- Appointed: 1286/88
- Term ended: after 1308/11
- Predecessor: Orbász Báncsa
- Successor: Michael (?)

Personal details
- Died: after 1308 (or 1311)
- Parents: Michael Nánabeszter

= Lawrence Nánabeszter =

Hungarian clergyman

Lawrence from the kindred Nánabeszter (Nánabeszter nembeli Lőrinc; died after 1308/1311) was a Hungarian clergyman at the turn of the 13th and 14th centuries, who served as the provost of the collegiate chapter of Požega at least from 1288 to 1308.

==Biography==
Lawrence was born into the Berki branch of the gens (clan) Nánabeszter, which possessed landholdings around the capitals Esztergom and Buda in Central Hungary. His father was Michael, who served as ispán of Veszprém County between 1243 and 1244. He had a brother Thomas. The brothers were granted the land of Érd by King Ladislaus IV in June 1278, which was formerly the uninhabited land of the royal armor-bearers. King Andrew III confirmed and transcribed the donation letter in September 1291.

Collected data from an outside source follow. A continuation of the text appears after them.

PR #1002, opened 2021-06-14
More validation!

### LINKED ISSUE #992: More Validation Development
With the basic structure for validation incorporated, we can start looking into various areas of improvement.

- [x] Incorporate hcal-specific simulation sample of some kind so that it can be fully tested
- [x] Write a general SimDQM analyzer for creating a standard set of sim plots to include in validation
- [x] pre-release action to generate larger sets of histograms - verified by _humans_ so that we can choose to trust the golden histograms that will be generated by a later stable release
  - https://github.com/ncipollo/release-action will be helpful for doing this
- [x] ~~How to compare/draw 2D plots during PR validation.~~
  - The scatter plot with different colors is actually ok, so I'm going to leave it as is
- [x] ~~Post plots that failed KS test to PR as comment~~
  - Difficult, delaying this until future
- [x] ~~Re-launch PR validation without having to convert to draft -> ready for review, but also less frequent than every push. Maybe parse PR comments? Not sure if this is possible...~~
  - Not possible without _a lot_ of hassle
- [x] ~~Auto convert PR to draft if fails PR validation? Not sure if this is possible...~~
  - Don't want to do this - we want to be able to override this test if we find a bug that needs to be patched that affects the reference histograms (either directly or indirectly). 
- [x] Make sure golden histograms and label lines up with what is on trunk so developers don't have to manually merge those files in for the validation to work
- [x] ~~Register test configs with `ctest` so we can check that they run: https://github.com/LDMX-Software/cmake/pull/11~~
  - will require updates to submodule CMakeLists.txt to implement
  - not right now

## General Validation Outline
Here is my plan given some comments from others in the SWAN meeting.
I don't think we can automate everything unfortunately; however, we can automate the sample generation so the humans only have to interact by viewing the plots and commenting about their behavior.

- **Pre-Release** 
  - large samples of histograms (not compared to anything) for humans to look at before stable release
  - Done by writing an action which can be manually triggered by a developer (I can't think of a better trigger)
  - Set of histograms uploaded to pre-release in this action for humans to download and investigate
  - Should we create an issue for discussion of these plots? https://github.com/marketplace/actions/create-an-issue
- **Stable Release**
  - After software has been validated individually using the pre-releases, make a stable release. This will trigger the generation of new golden reference histograms.
  - If a pull request fixes a bug that affects the reference histograms, another stable release should be made to update them (probably just incrementing the patch number).
 - **Pull Requests**
   - Compare histograms generated by the developments to the golden reference histograms.

tomeichlersmith:
Updating our action infrasture with more workflows and better designed ones.
Documentation for the actions and workflows is scattered about in the `.github` directory.

## Issues
This resolves #992
Here we follow the outline given on the issue.

No submodules need to be updated.

---
BTW, I created this PR using gh!


tomeichlersmith:
## To-Do Before Merge
- [x] Look through HCal plots for binning - do they make sense?
- [x] Add Trigger DQM plots
- [x] Check that new PN-children histograms didn't break anything
- [x] More HCal plots
  - a 2d plot of PEs per layer and maybe per strip?: so e.g. this would be filled per hcalhits `histograms_.fill("pe_per_layer", layer, hit.getPE());` I guess w a range from 0 to 5
  - a 2d plot of the layers and strips from the hits? e.g. just `histograms_.fill("layer_vs_strip", layer, strip);` separated back vs side
  - the sum of PES only for the back hcal
  - position of all hits separated back vs side

tomeichlersmith:
Because of changes to the DQM analyzers, the PR Validation will fail, but I'm using it to double check that everything runs correctly (i.e. I'm looking to see if it fails at the correct step).

Issue #904, opened 2020-09-07
ECal Layer Shifting and incorporate layerID in ECalHexReadout


Hongyin-bug:
**Is your feature request related to a problem? Please describe.**
Layer-shift the second layer within each bi-layer of Ecal layers--- to cover cracks.
ECalHexReadout is a x-y map of cells, but does not describe how x and y changes with z.
ECalID.h has layers defined in terms of double layers (i.e. 17 layers with 12 ring modules in a layer)--- not convenient for layer shifting (need to separately define 34 layers)

**Describe the solution you'd like**
Need to add layerID and incorporate z as a function of x-y in ECalHexReadout.h and .cxx.
Add Layer shifting in ECalHexReadout.
Change ECalID so that there are 34 layers and 6 ring modules in each.

**Describe alternatives you've considered**
Link the ecal.gdml file to ECalHexReadout so that it's not necessary to change ECalHexReadout every time a new layer-configuration is tried out?

**Additional context**
![layer-shift](https://user-images.githubusercontent.com/57277920/92353112-73644a80-f094-11ea-9ae1-0dd9aff1f706.png)
![One module layer-shift](https://user-images.githubusercontent.com/57277920/92419309-9ee14680-f121-11ea-87a0-1bd427d82977.png)

jmmans:
Dear Hongyin,

EcalID doesn't know how many layers there are, it is simply a container 
for values passed in to it.  The assignment of layer numbers is done in 
EcalHexReadout as used in the simulation code.

I agree with the idea that each actual layer should be separate in the 
code, so if it's true that we have double layers in there now, it would 
make sense to change it.  This will break a lot of things, however, so 
it cannot be done in the mainline until a future major release.  It 
would be reasonable to pursue as a branch development until then.

Regarding the GDML and EcalHexReadout issue -- this is a brittle 
connection because the GDML is only loaded when an actual simulation job 
is run.  If the digis are stored and then loaded back off disk, the GDML 
isn't loaded.  Instead, EcalHexReadout needs to know what to do 
_without_ the GDML available.  Therefore, the necessary information 
would need, for example, to be put into the RunHeader.  It could be 
sourced from the GDML.  Detailed proposals of what information is 
sufficient would be valuable.

J. Mans

Hongyin-debug:
Hi Jeremiah,
I see! Yes, the ECal ID has container values of up to 17 layers.
[...]

Issue #923, opened 2020-10-08
Rename and Clean-Up EcalHexReadout


tomeichlersmith:
EcalHexReadout is a class that we are now using for almost all translation between EcalID and real-space position, not just cutting up the module hexagons into cellular hexagons. With this in mind, it makes a lot more sense to call it something more general than `EcalHexReadout`, probably `EcalGeometry` would work best, and then it would line up with the provider that provides it `EcalGeometryProvider`.

I'm also going to take this opportunity to clean-up the Ecal precision digis and the HgcrocEmulator. I need to make the collection name and pass name for the inputs configurable.

@omar-moreno I would love to put all of this Ecal-related stuff in the Ecal module. After the cmake changes you are working on, how difficult would it be to make a "Geometry" sub-module of Ecal (similar to how we are making "Event" submodules)? This way, `SimCore` and `Ecal::Ecal` could link to `Ecal::Geometry` and the source for `Ecal::Geometry` would be in the `Ecal` module.

omar-moreno:
On Thu, Oct 8, 2020 at 1:46 PM Tom Eichlersmith <notifications@github.com>
wrote:

> EcalHexReadout is a class that we are now using for almost all translation
> between EcalID and real-space position, not just cutting up the module
> hexagons into cellular hexagons. With this in mind, it makes a lot more
> sense to call it something more general than EcalHexReadout, probably
> EcalGeometry would work best, and then it would line up with the provider
> that provides it EcalGeometryProvider.
>
> I'm also going to take this opportunity to clean-up the Ecal precision
> digis and the HgcrocEmulator.
>
> @omar-moreno <https://github.com/omar-moreno> I would love to put all of
> this Ecal-related stuff in the Ecal module. After the cmake changes you are
> working on, how difficult would it be to make a "Geometry" sub-module of
> Ecal (similar to how we are making "Event" submodules)? This way, SimCore
> and Ecal::Ecal could link to Ecal::Geometry and the source for
> Ecal::Geometry would be in the Ecal module.
>
This sounds like a good idea. I have already started doing something
similar in SimCore (added SimCore/Geo) and plan to do the same in the
Tracking module.

tomeichlersmith:
> Moving future updates from #873 here.

### Known un-realistic issues to rectify:

- [ ] The cell ID with respect to the x-coordinate will flip between sensitive layers because the modules will be flipped when mounted to make the full layer "sandwich".
[...]

PR #1003, opened 2021-06-17
Implementing a rotated ECal

AminaJLi:
This partially addresses issue #904. Just the rotation (mostly done by Hongyin Liu) has been implemented. I have checked that simHits look like a rotated flower and that the scoring plane hits have adjusted to appropriately enclose the ECal.

A couple things to note: I reverted the HCal submodule and simpleTrigger to older commits (matching the original branch) to let me simulate with configs I already had. This may be causing the automatic merge issue. I was also not getting any events past EcalProcessFilter and am still looking at what is killing the events. (TaggerVetoFilter, TargetBremFilter, and TrackProcessFilter.photo_nuclear all seem to work.) 

**simHit distribution** (_blue lines are manually added by me and are where the old scoring planes should be_)
simhitX_simhitY_100k

**scoring plane hits** (_arbitrarily chosen z cutoffs to not show z plane, black lines are manually drawn old scoring planes_)
simSPhitX_simSPhitY_base


tomeichlersmith:
Whoops, I rebased onto iss992-more-validation rather than trunk. That's ok, I was planning on merging that first anyways.

tomeichlersmith:
## To-Do Before Merge
- [x] Separate rotated (v13) ecal from current v12 (unrotated) in GDML
- [x] Allow for EcalHexReadout to handle both rotated (v13) and unrotated (v12) geometries
- [x] The cellular layout on each module is slightly off center (that's why I had the 35.3 instead of the 35). Below I've put the known cellular layout, it is a 90 degree rotation away from what we are going for, but it is what we should be trying to replicate.

HG Module Layout

I will help move this along after we get v3.0 released sometime over the next week.

AminaJLi:
> * [x]  The cellular layout on each module is slightly off center (that's why I had the 35.3 instead of the 35). Below I've put the known cellular layout, it is a 90 degree rotation away from what we are going for, but it is what we should be trying to replicate.
> 
Two comments/questions with regards to this! (@tomeichlersmith but really anyone who knows about the module)
1. The known layout looks to have a center at what Hongyin and I have been calling a triple point - ie. the corner of cell 209, 210, and 233 in the cell map. With 35 cells across, the center lands on 17.5 cell radii which is this triple point. The difference between 35 and 35.3 is pretty small so I suppose a visual assessment isn't the best but please confirm or deny this particular symmetry.

**cell map with 35 cells across**
Cell_ID_Cell_Position_Map

2. Beyond nice symmetry motivations for putting the triple point in the middle, we run into "out of bounds" errors with 35.3 cells. 35 cells makes it such that the edge of the module perfectly cuts off one triangle on the cells. Below is the map with 35.3 and you can see there are gaps that cause errors in the left and upper-right side. If the answer to comment/question 1 is that 35.3 is necessary, this needs to be addressed.

**cell map with 35.3 cells across**
Cell_ID_Cell_Position_Map

jmmans:
Dear Amina,

The sensor layout as designed by CMS has a corner at the center of the 
module, not a cell-center at the middle.  This is necessary because 
otherwise it's not possible to define a consistent set of trigger sums 
within the constraints of the hexagonal geometry.

As for the rotation -- you may consider simply swaping the axes as used 
by HexReadout.  This may be less-painful than working through all the 
rotations.  Also, such a manipulation will likely be necessary /anyway/ 
to represent the left-right mirroring on the opposite sides of the 
doublelayer.

Jeremy

AminaJLi:
Thank you for the speedy reply Jeremy! I think we are saying the same thing for the center of the module. The "triple point" is a meeting of three cell corners and I believe having 35 cells for the module height (flat side to flat side) puts this "triple" point at the module center. 

The point about swapping axes is a good one and I will look into it!

AminaJLi:
> * [x]  Separate rotated (v13) ecal from current v12 (unrotated) in GDML
> * [x]  Allow for EcalHexReadout to handle both rotated (v13) and unrotated (v12) geometries
>
@tomeichlersmith I believe all the tasks are done! I just pushed the changes I made to separate out v13 and v12 plus a (slightly hacky) implementation of EcalHexReadout that accepts both. ldmx-sw compiles and just by changing the config from "ldmx-detv-12" to "ldmx-det-v13" or vice versa, I get the following plots. 

**ldmx-det-v12**
hitX_hitY_v12

**ldmx-det-v13**
hitX_hitY_v13


Hopefully this means we can incorporate the geometry into v3.0.0? Let me know any issues.

DetDescr/src/DetDescr/EcalHexReadout.cxx
```diff
@@ -20,8 +21,11 @@ EcalHexReadout::EcalHexReadout(const framework::config::Parameters& ps)
   nCellRHeight_ = ps.getParameter<double>("nCellRHeight");
   verbose_ = ps.getParameter<int>("verbose");
 
+  if (nCellRHeight_ == 35) rotated_ = true;
+  else rotated_ = false;
```
tomeichlersmith: `rotated_` should be it's own parameter that is decoupled from `nCellRHeight_`.

Also sidenote, I think "rotated" is too vague. Maybe `pointUp`? (That's not great either....) Something that says "when this is true, the module has a vertex at the top and when its false, the module has a flat side up".

DetDescr/src/DetDescr/EcalHexReadout.cxx
```diff
@@ -20,8 +21,11 @@ EcalHexReadout::EcalHexReadout(const framework::config::Parameters& ps)
...
+  
   moduleR_ = moduler_ * (2 / sqrt(3));
-  cellR_ = 2 * moduler_ / nCellRHeight_;
+  cellR_ = 2 * moduler_ / 35.;
```
tomeichlersmith: Revert this change back to `trunk` so that v12 can function properly.

tomeichlersmith (changes requested):
I opened the Ecal PR for patching the hex readout printing function:

https://github.com/LDMX-Software/Ecal/pull/35

Besides the few comments I have, I do think this solution is good enough. I have a separate issue (#923 ) for cleaning up this class anyways.

DetDescr/src/DetDescr/EcalHexReadout.cxx
AminaJLi: Tried to come up with a better name that isn't excessively long -- `cornersSideUp` at least suggests what we're going for but perhaps is not clear enough? There is of course an explanatory comment so hopefully that helps.

tomeichlersmith (approved):
Looks good! I will post the validation plots generated by the PR validation after it completes. The PR validation will "fail" because we have previously merged in changes to the reference plots without making a new release, but we can still use the plots that are generated in order to double check that these changes keep v12 stable.

tomeichlersmith:
I don't see any major issues within the validation samples. The hcal sample doesn't apply and the ecal_pn sample actually doesn't have any Ecal distributions failing the KS test against the gold generated by v3.0.0-gamma.2.

Both the inclusive and it_pileup samples have Ecal plots failing the KS test, so I've uploaded them as a slideshow that includes both the passing and failing distributions. _Remember that the solid red distribution was generated with v3.0.0-gamma.2 and has other small changes besides these ones_. The [full comparison between this branch and v3.0.0-gamma.2](https://github.com/LDMX-Software/ldmx-sw/compare/v3.0.0-gamma.2...iss904-rotation) shows the source of these changes.

- [it_pileup.pdf](https://github.com/LDMX-Software/ldmx-sw/files/6784651/it_pileup.pdf)
- [inclusive.pdf](https://github.com/LDMX-Software/ldmx-sw/files/6784654/inclusive.pdf)

Since I don't see any major issues and we want to partially use this next release to validate v13, I'm going to merge this in.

Lawrence succeeded Orbász Báncsa as provost of Požega by 1288, when he was first mentioned in this capacity. Orbász last appeared two years before, in 1286. Beside that, Lawrence also functioned as the last chancellor of Queen Dowager Elizabeth, the widow of Stephen V and mother of the reigning monarch Ladislaus IV, from 1288 to 1290. Lawrence donated part of the land (Adriányfalva) purchased by the chapter to Peter, a canon of Požega and his brother, Zah, in exchange for an annual tax in 1292. Lawrence created the position of lector in his chapter, based on the sample of the cathedral of Pécs. He issued a charter in a case of dowry and donation in 1308. He was last mentioned by a non-authentic charter in 1311. His date of death is unknown; the next known provost of Požega, Michael appeared in this dignity eventually in 1329.